Но прозвучало ли это на самом деле? Или этот голос ей только пригрезился? Больше не последовало ни звука, ни какого-либо иного сигнала, только профиль лица на стене с каждым мигом делался все отчетливее, пока наконец губы резко не разомкнулись наподобие отверстых жабр.
Никто не знает, как поведет себя в критический момент. Милдред выскочила из воды с воплем:
— Убирайся к черту! — И впервые за много лет закрыла дверь ванной на замок.
Теперь-то он отвяжется!
Но это не помогло — ибо когда она закончила возиться с ключом и огляделась, испытывая несказанное облегчение оттого, что справилась с этой напастью, то увидела знакомый силуэт, пускай не так отчетливо, как прежде, но зато с более явственной рыбьей пастью.
Выходило, что путь к отступлению отрезан: теперь она была в западне.
Но что же делать?
Милдред легла в остывающую ванну и повернула кран — однако горячая вода тоже стремительно остывала, повинуясь автоматике. Она вылезла из воды замерзшая еще сильней, чем до того, как туда забралась. А тем временем эти тонкие рыбьи губищи опять зашевелились, будто что-то жевали.
Один смелый поступок порождает другой. «Ну уж нет, не дождешься, — решила Милдред. — Я не собираюсь торчать всю ночь в этой ледяной ванной». (Вообще-то в ванной было не так уж холодно, просто Милдред трясло.)
— Получай, гадина! — Она запустила в тень губку. На мгновение профиль — а тень состояла только из него — исказился, но тонкие губы очень скоро снова зашевелились, то раскрываясь, то смыкаясь.
Что теперь? Халата она в ванную не взяла — за ненадобностью, а потому завернулась в полотенце, отперла дверь и бросилась в коридор. Свет горел; а когда она полчаса (или час?) назад шла в ванную, тоже горел? Кажется, нет, но точно она уже не помнила; теперь время и события в ее сознании существовали отдельно, не так, как после завтрака, с привычным распорядком: столько-то времени на письма, столько-то на работу, столько-то осталось до обеда — если на обед было время. Практически все мы делим свой день на части исходя из давно сложившихся правил. Сейчас эти временные границы исчезли; она стояла совсем одна в этом коридоре и абсолютно не представляла, который час.

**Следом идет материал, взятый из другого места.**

PR #10231, opened 2023-11-06
Introduce a throw helper in DataGridView.Methods

halgab:
While working on #9726, I encountered this factorisation opportunity. This cleans up the code and optimises it by getting the throw expressions out of the way.

As a follow-up, if the team is willing to modify the error messages, we could use `ArgumentOutOfRangeException` throw helpers inside the new method, but this change is less valuable

## Proposed changes

- Factorise EventArgs index bound checks in `DataGridView` in a dedicated helper method

###### Microsoft Reviewers: [Open in CodeFlow](https://portal.fabricbot.ms/api/codeflow?pullrequest=https://github.com/dotnet/winforms/pull/10231)

### DIFF
--- a/src/System.Windows.Forms/src/System/Windows/Forms/DataGridViewCellEventArgs.cs
+++ b/src/System.Windows.Forms/src/System/Windows/Forms/DataGridViewCellEventArgs.cs
@@ -3,7 +3,7 @@
 
 namespace System.Windows.Forms;
 
-public class DataGridViewCellEventArgs : EventArgs
+public class DataGridViewCellEventArgs : EventArgs, IDataGridViewCellEventArgs
 {
     internal DataGridViewCellEventArgs(DataGridViewCell dataGridViewCell)
         : this(dataGridViewCell.ColumnIndex, dataGridViewCell.RowIndex)
@@ -22,4 +22,10 @@ public class DataGridViewCellEventArgs : EventArgs
     public int ColumnIndex { get; }
 
     public int RowIndex { get; }
+}
+
+internal interface IDataGridViewCellEventArgs
+{
+    int ColumnIndex { get; }
+    int RowIndex { get; }
 }
--- a/src/System.Windows.Forms/src/System/Windows/Forms/DataGridViewCellEventArgs.cs
+++ b/src/System.Windows.Forms/src/System/Windows/Forms/DataGridViewCellEventArgs.cs
@@ -23,9 +23,3 @@ public class DataGridViewCellEventArgs : EventArgs, IDataGridViewCellEventArgs
 
     public int RowIndex { get; }
 }
-
-internal interface IDataGridViewCellEventArgs
-{
-    int ColumnIndex { get; }
-    int RowIndex { get; }
-}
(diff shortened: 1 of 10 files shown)


lonitra (approved):
Awesome 🥳

src/System.Windows.Forms/src/System/Windows/Forms/DataGridViewCellEventArgs.cs
```diff
@@ -23,3 +23,9 @@ public DataGridViewCellEventArgs(int columnIndex, int rowIndex)
 
     public int RowIndex { get; }
 }
+
+internal interface IDataGridViewCellEventArgs
```
gpetrou, line 27: Maybe move this to a separate file?

halgab: Good point. DataGridViewCellEventArgs.cs is already taken though. Any idea?

gpetrou: I guess `IDataGridViewCellEventArgs.cs`?

halgab: All `DataGridView` interfaces drop the prefix I in their name files. But we're lacking alternatives here, so I guess I'll end up doing that

halgab: done

gpetrou: > All `DataGridView` interfaces drop the prefix I in their name files.

This sounds like a mistake to me. I guess we could fix it in the future.

lonitra: This does seem like a mistake.. Which interfaces are you seeing that are dropping the prefix?

lonitra (approved):

src/System.Windows.Forms/src/System/Windows/Forms/DataGridViewCellEventArgs.cs
halgab: Sorry I wasn't clear. The interfaces are named just fine. It's just the file names that are slightly inconsistent. For instance, `IDataGridViewEditingCell` sits in DataGridViewEditingCell.cs, not IDataGridViewEditingCell.cs. I don't know if it's expected. If you want me to change those occurences, I can take care of it.

lonitra: Ah gotcha, I was just misunderstanding -- that is good to hear :) yes this seems like a mistake and would be safe to rename. Appreciate it if you could follow up on renaming.

halgab: On that topic, would it make sense to put all the `DataGridView` files in a dedicated subfolder (after all open PRs are merged to avoid conflicts)?

halgab: #10270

Но, как добропорядочной гостье, ей следует потушить свет. А в ванной она его не оставила? Нет, точно, не оставила, но все же лучше убедиться. С большой неохотой Милдред чуть приоткрыла дверь в ванную, чтобы только заглянуть.
Как она и думала, ванная была погружена во тьму; однако на стене напротив по-прежнему маячил смутный отпечаток навязчивого образа, слегка подсвеченный изнутри каким-то особым тусклым светом; Милдред видела, как странное пятно фосфоресцирует, уже почти совсем не похожее на человеческое лицо.
Интересно, этот силуэт оставался там все время или вновь нарисовался только сейчас, когда она открыла дверь?